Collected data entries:
────────────────────

PR #1024, opened 2020-10-07
Draft GET core filing

vysakh-menon-aot:
*Issue #:* /bcgov/entity#5197,  /bcgov/entity#5198
*Description of changes:*


legal-api/src/legal_api/core/filing.py
```diff
@@ -15,10 +15,11 @@
 from __future__ import annotations
 
 # from dataclasses import dataclass, field
+from datetime import date
 from enum import Enum
 from typing import Dict, Optional
 
-from legal_api.models import Filing as FilingStorage
+from legal_api.models import Business, Filing as FilingStorage, db
 from legal_api.utils.datetime import datetime
```
thorwolpert, line 23: Add the date import here

legal-api/src/legal_api/core/filing.py
```diff
@@ -61,17 +62,36 @@ def id(self) -> str:  # pylint: disable=invalid-name; defining the std ID
                 self._id = self._storage.id
         return self._id
 
+    @property
+    def filing_type(self) -> str:
+        """Property containing the filing type."""
+        if not self._filing_type:
+            if self._storage:
```
thorwolpert, line 69: The linter will ask you to make this an AND, instead of a nested if

legal-api/src/legal_api/core/filing.py
```diff
@@ -61,17 +62,36 @@ def id(self) -> str:  # pylint: disable=invalid-name; defining the std ID
...
+                self._raw = self._storage.json
+            else:
+                return {}
         return self._raw
 
     @property
     def json(self) -> Optional[Dict]:
         """Return a dict representing the filing json."""
-        return self._raw
+        if self._storage.status == Filing.Status.COMPLETED.value:
```
thorwolpert, line 86: need to check for storage first

legal-api/src/legal_api/core/filing.py
```diff
@@ -89,3 +109,38 @@ def save(self):
...
+        if identifier.startswith('T'):
+            q = db.session.query(FilingStorage). \
+                filter(FilingStorage.temp_reg == identifier)
+
+            if filing_id:
+                q = q.filter(FilingStorage.id == filing_id)
+
+            filing._storage = q.one_or_none()
+        else:
+            q = db.session.query(Business, FilingStorage). \
```
thorwolpert, line 127: This should call the storage model for the filing, not talk to the DB directly.

legal-api/src/legal_api/core/filing.py
```diff
@@ -61,17 +62,44 @@ def id(self) -> str:  # pylint: disable=invalid-name; defining the std ID
...
+        if self._storage:
+            if self._storage.status == Filing.Status.COMPLETED.value:
+                _json = VersionedBusinessDetailsService. \
+                    get_revision(self.filing_type, self.id, self._storage.business_id)
+            else:
+                _json = self.raw
+        return _json
+
+    @property
+    def storage(self) -> Optional[FilingStorage]:
```
lekshmimallika-aot, line 95: Not sure whether this storage which is the filing model itself should be exposed as a property like this or you should have getters for each of the property defined in the property list.

legal-api/src/legal_api/resources/business/business_filings.py
```diff
@@ -88,28 +83,25 @@ def get(identifier, filing_id=None):  # pylint: disable=too-many-return-statemen
...
 
             if str(request.accept_mimetypes) == 'application/pdf':
                 report_type = request.args.get('type', None)
-                if rv[1].filing_type == 'incorporationApplication':
-                    ListFilingResource._populate_business_info_to_filing(rv[1], business)
-                return legal_api.reports.get_pdf(rv[1], report_type)
-            return jsonify(rv[1].json)
+                if rv.filing_type == 'incorporationApplication':
+                    ListFilingResource._populate_business_info_to_filing(rv.storage, business)
+                return legal_api.reports.get_pdf(rv.storage, report_type)
```
lekshmimallika-aot, line 94: Please validate whether the IA application is getting downloaded after this change.

legal-api/src/legal_api/services/business_details_version.py
```diff
@@ -34,9 +34,68 @@
...
+                VersionedBusinessDetailsService.get_ia_revision(filing, business)
+        elif filing_type == 'changeOfDirectors':
+            pass
+        elif filing_type == 'changeOfAddress':
+            pass
+        elif filing_type == 'annualReport':
+            pass
+        elif filing_type == 'correction':
+            pass
+        elif filing_type == 'alteration':
```
lekshmimallika-aot, line 61: Even though you dont have reports for other type of filings like specialResolution, voluntary dissolution, change of name etc. I think we have to handle that here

────────────────────

• **WORK TASK**:
Return each line above exactly.

• **SOLVED EXERCISE**:
PR #1024, opened 2020-10-07
Draft GET core filing

vysakh-menon-aot:
*Issue #:* /bcgov/entity#5197,  /bcgov/entity#5198
*Description of changes:*


legal-api/src/legal_api/core/filing.py
```diff
@@ -15,10 +15,11 @@
 from __future__ import annotations
 
 # from dataclasses import dataclass, field
+from datetime import date
 from enum import Enum
 from typing import Dict, Optional
 
-from legal_api.models import Filing as FilingStorage
+from legal_api.models import Business, Filing as FilingStorage, db
 from legal_api.utils.datetime import datetime
```
thorwolpert, line 23: Add the date import here

legal-api/src/legal_api/core/filing.py
```diff
@@ -61,17 +62,36 @@ def id(self) -> str:  # pylint: disable=invalid-name; defining the std ID
                 self._id = self._storage.id
         return self._id
 
+    @property
+    def filing_type(self) -> str:
+        """Property containing the filing type."""
+        if not self._filing_type:
+            if self._storage:
```
thorwolpert, line 69: The linter will ask you to make this an AND, instead of a nested if

legal-api/src/legal_api/core/filing.py
```diff
@@ -61,17 +62,36 @@ def id(self) -> str:  # pylint: disable=invalid-name; defining the std ID
...
+                self._raw = self._storage.json
+            else:
+                return {}
         return self._raw
 
     @property
     def json(self) -> Optional[Dict]:
         """Return a dict representing the filing json."""
-        return self._raw
+        if self._storage.status == Filing.Status.COMPLETED.value:
```
thorwolpert, line 86: need to check for storage first

legal-api/src/legal_api/core/filing.py
```diff
@@ -89,3 +109,38 @@ def save(self):
...
+        if identifier.startswith('T'):
+            q = db.session.query(FilingStorage). \
+                filter(FilingStorage.temp_reg == identifier)
+
+            if filing_id:
+                q = q.filter(FilingStorage.id == filing_id)
+
+            filing._storage = q.one_or_none()
+        else:
+            q = db.session.query(Business, FilingStorage). \
```
thorwolpert, line 127: This should call the storage model for the filing, not talk to the DB directly.

legal-api/src/legal_api/core/filing.py
```diff
@@ -61,17 +62,44 @@ def id(self) -> str:  # pylint: disable=invalid-name; defining the std ID
...
+        if self._storage:
+            if self._storage.status == Filing.Status.COMPLETED.value:
+                _json = VersionedBusinessDetailsService. \
+                    get_revision(self.filing_type, self.id, self._storage.business_id)
+            else:
+                _json = self.raw
+        return _json
+
+    @property
+    def storage(self) -> Optional[FilingStorage]:
```
lekshmimallika-aot, line 95: Not sure whether this storage which is the filing model itself should be exposed as a property like this or you should have getters for each of the property defined in the property list.

legal-api/src/legal_api/resources/business/business_filings.py
```diff
@@ -88,28 +83,25 @@ def get(identifier, filing_id=None):  # pylint: disable=too-many-return-statemen
...
 
             if str(request.accept_mimetypes) == 'application/pdf':
                 report_type = request.args.get('type', None)
-                if rv[1].filing_type == 'incorporationApplication':
-                    ListFilingResource._populate_business_info_to_filing(rv[1], business)
-                return legal_api.reports.get_pdf(rv[1], report_type)
-            return jsonify(rv[1].json)
+                if rv.filing_type == 'incorporationApplication':
+                    ListFilingResource._populate_business_info_to_filing(rv.storage, business)
+                return legal_api.reports.get_pdf(rv.storage, report_type)
```
lekshmimallika-aot, line 94: Please validate whether the IA application is getting downloaded after this change.

legal-api/src/legal_api/services/business_details_version.py
```diff
@@ -34,9 +34,68 @@
...
+                VersionedBusinessDetailsService.get_ia_revision(filing, business)
+        elif filing_type == 'changeOfDirectors':
+            pass
+        elif filing_type == 'changeOfAddress':
+            pass
+        elif filing_type == 'annualReport':
+            pass
+        elif filing_type == 'correction':
+            pass
+        elif filing_type == 'alteration':
```
lekshmimallika-aot, line 61: Even though you dont have reports for other type of filings like specialResolution, voluntary dissolution, change of name etc. I think we have to handle that here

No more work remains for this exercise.